▶ [What you have to do]
Give back only the lines in the records below from the one with "adds datasource_regions manual_filter" to the one with "With this change", both inclusive, word for word.

▶ [Source material]
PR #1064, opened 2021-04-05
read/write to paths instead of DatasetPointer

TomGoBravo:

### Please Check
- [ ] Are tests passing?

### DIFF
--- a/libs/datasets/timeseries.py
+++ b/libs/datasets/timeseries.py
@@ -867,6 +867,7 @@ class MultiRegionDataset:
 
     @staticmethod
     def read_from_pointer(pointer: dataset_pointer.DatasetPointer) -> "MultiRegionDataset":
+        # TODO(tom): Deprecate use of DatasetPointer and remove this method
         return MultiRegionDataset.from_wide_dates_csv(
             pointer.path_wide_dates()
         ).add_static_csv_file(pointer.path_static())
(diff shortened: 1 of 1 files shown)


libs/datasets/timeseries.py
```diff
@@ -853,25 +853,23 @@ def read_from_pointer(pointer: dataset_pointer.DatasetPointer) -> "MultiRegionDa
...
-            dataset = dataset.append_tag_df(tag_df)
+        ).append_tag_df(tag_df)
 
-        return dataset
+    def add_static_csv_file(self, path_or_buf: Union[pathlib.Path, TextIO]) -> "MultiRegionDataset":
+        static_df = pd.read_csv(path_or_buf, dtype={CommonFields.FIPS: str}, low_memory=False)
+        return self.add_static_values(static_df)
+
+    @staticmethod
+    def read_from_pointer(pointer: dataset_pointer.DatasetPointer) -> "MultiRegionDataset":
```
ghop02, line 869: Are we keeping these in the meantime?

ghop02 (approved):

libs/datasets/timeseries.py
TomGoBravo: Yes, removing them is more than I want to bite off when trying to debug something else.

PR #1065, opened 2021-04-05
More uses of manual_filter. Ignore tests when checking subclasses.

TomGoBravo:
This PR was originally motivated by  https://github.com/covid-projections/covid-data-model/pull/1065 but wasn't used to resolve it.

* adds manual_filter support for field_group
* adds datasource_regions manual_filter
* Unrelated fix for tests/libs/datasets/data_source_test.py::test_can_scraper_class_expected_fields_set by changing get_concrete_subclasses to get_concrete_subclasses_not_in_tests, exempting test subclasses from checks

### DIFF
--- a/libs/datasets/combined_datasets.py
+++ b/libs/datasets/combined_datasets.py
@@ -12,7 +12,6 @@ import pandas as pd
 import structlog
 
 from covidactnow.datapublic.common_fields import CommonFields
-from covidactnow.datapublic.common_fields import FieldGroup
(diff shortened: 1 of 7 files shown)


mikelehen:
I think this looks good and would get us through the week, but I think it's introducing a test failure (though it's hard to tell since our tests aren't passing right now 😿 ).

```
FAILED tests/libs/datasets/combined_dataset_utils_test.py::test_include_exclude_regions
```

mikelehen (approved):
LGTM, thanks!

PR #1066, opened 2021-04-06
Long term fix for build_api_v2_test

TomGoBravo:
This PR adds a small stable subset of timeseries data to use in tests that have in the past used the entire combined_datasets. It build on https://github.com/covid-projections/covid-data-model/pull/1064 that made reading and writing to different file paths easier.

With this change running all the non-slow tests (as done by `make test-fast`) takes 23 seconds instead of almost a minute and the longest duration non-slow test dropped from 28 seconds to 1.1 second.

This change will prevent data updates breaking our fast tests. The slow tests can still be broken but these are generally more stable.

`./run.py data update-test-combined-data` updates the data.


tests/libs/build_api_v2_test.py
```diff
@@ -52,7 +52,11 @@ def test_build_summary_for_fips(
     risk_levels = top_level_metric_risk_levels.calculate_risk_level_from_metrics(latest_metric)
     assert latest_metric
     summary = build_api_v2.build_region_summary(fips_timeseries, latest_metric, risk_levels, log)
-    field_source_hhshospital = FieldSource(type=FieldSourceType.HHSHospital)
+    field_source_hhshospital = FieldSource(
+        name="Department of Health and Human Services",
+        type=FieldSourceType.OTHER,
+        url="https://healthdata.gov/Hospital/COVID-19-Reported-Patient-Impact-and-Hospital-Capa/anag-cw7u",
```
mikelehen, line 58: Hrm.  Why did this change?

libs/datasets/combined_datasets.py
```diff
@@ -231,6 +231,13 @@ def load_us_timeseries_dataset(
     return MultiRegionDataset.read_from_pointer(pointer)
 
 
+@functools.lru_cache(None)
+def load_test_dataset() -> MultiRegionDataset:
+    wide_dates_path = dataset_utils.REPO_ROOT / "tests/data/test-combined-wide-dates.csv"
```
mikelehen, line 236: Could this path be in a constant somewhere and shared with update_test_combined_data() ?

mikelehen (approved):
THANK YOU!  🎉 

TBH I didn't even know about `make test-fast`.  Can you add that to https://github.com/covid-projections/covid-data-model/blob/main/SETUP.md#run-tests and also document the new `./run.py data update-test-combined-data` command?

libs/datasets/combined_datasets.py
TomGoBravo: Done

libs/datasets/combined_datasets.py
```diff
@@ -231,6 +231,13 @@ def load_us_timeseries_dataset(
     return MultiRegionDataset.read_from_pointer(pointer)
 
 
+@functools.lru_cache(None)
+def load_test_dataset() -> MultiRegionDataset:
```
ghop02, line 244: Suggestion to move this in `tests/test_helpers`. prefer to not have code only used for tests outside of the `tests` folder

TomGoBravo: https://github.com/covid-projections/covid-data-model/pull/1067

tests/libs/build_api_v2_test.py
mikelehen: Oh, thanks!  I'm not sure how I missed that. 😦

▶ [Answer]
* adds datasource_regions manual_filter
* Unrelated fix for tests/libs/datasets/data_source_test.py::test_can_scraper_class_expected_fields_set by changing get_concrete_subclasses to get_concrete_subclasses_not_in_tests, exempting test subclasses from checks

### DIFF
--- a/libs/datasets/combined_datasets.py
+++ b/libs/datasets/combined_datasets.py
@@ -12,7 +12,6 @@ import pandas as pd
 import structlog
 
 from covidactnow.datapublic.common_fields import CommonFields
-from covidactnow.datapublic.common_fields import FieldGroup
(diff shortened: 1 of 7 files shown)


mikelehen:
I think this looks good and would get us through the week, but I think it's introducing a test failure (though it's hard to tell since our tests aren't passing right now 😿 ).

```
FAILED tests/libs/datasets/combined_dataset_utils_test.py::test_include_exclude_regions
```

mikelehen (approved):
LGTM, thanks!

PR #1066, opened 2021-04-06
Long term fix for build_api_v2_test

TomGoBravo:
This PR adds a small stable subset of timeseries data to use in tests that have in the past used the entire combined_datasets. It build on https://github.com/covid-projections/covid-data-model/pull/1064 that made reading and writing to different file paths easier.

With this change running all the non-slow tests (as done by `make test-fast`) takes 23 seconds instead of almost a minute and the longest duration non-slow test dropped from 28 seconds to 1.1 second.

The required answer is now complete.